The tech world is in a headphones frenzy these days because phones are losing their headphone jacks and dividing the world into haves and have-nots. The have-nots are largely choosing to ignore the included dongles (and rightfully so) and moving to Bluetooth; the haves are doubling down with audiophile-quality wired headphones that require powerful amps and expensive DACs to extract the best sound. The audio industry is in a state of flux, and it's difficult to know where to spend your money.
The last week or so I've been using OnePlus's new Bullets Wireless headphones, and they're great — I'll say that up front. I was initially quite skeptical given their $70 price tag, but what's won me over more than the sound quality is the sheer convenience and user-friendliness of the whole package — the way they magnetically attach to one another to turn off and automatically connect to the most recent phone once they're pulled apart.

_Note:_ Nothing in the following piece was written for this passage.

Issue #854, opened 2026-08-07
[Bug]: init ignores BACKLOG_CWD and can reinitialize a different existing project


iRonin:
**Describe the bug**

`BACKLOG_CWD` pins normal CLI commands to a project root, but `backlog init` ignores it and always uses the process working directory. If the process directory already contains a Backlog.md project while `BACKLOG_CWD` points somewhere else, `init` re-initializes the process-directory project, exits 0, and leaves the requested target untouched.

I love great-sounding headphones. But what I love more are headphones that I'm actually going to wear every day.
I appreciate that they charge via USB-C, and that, thanks to the standard's higher output, I only have to top them up for 10 minutes to get a full day's use from them. I love how comfortable they are, both in my ear and across my neck — anyone who's worn neckbuds knows the benefits of resting the hardware on one's nape or collarbone to shift the pressure from the ears themselves, and despite the Bullets' resemblance to Apple's BeatsX (or perhaps because of it), I feel entirely at ease using them for long periods of time. They're just well designed.
Their sound quality is, honestly, the lowest priority me, a stark change to my would-be wireless headphone narrative just a couple of years ago. The signature is pretty good, don't get me wrong — tight mids, strong but not overpowering bass, and smooth, sibilant-free treble — but they're not going to overshadow Sony's gorgeous-sounding WI1000X or Bose's superlative QC30's. And they're not trying to — they're going up against the Ankers and Plantronics', at $70, find a pretty nice sweet spot.
It's not without a healthy glob of irony that OnePlus announced the Bullets Wireless minutes prior to the unveiling of the OnePlus 6, a phone that makes a big show of retaining the beleaguered headphone jack. In fact, it's one of the few high-end phones offering the port these days (the Galaxy S9 and G7 are the others). That's why, after using the $80 Koss Porta Pro Wireless (pictured above), I question the fruitfulness of the "wireless-ization" of older, popular products. At least not without a good reason for doing so.
Koss has been making the Porta Pros since the 80s, and the design shows. They're light and portable and prized for their warm, articulate sound — not just at their normal $40 price point, but at any price. They sound incredible. So too do the wireless versions, but in shedding wires, Koss didn't think through what customers would be losing in the process.
The electronics and battery hang down below the wearer like a necklace, which quickly becomes distracting. Worse, a blue LED blinks the entire time it's connected to a phone or laptop. Who thought that was a good idea? At $80, they still fall into the affordable category for wireless headphones, and their sound is largely unchanged from their forebear's, which is a notch in the plus column.
But despite the Koss's better sound, I'm going to choose the Bullets Wireless's portability and convenience every time, and I have no doubt many would do the same.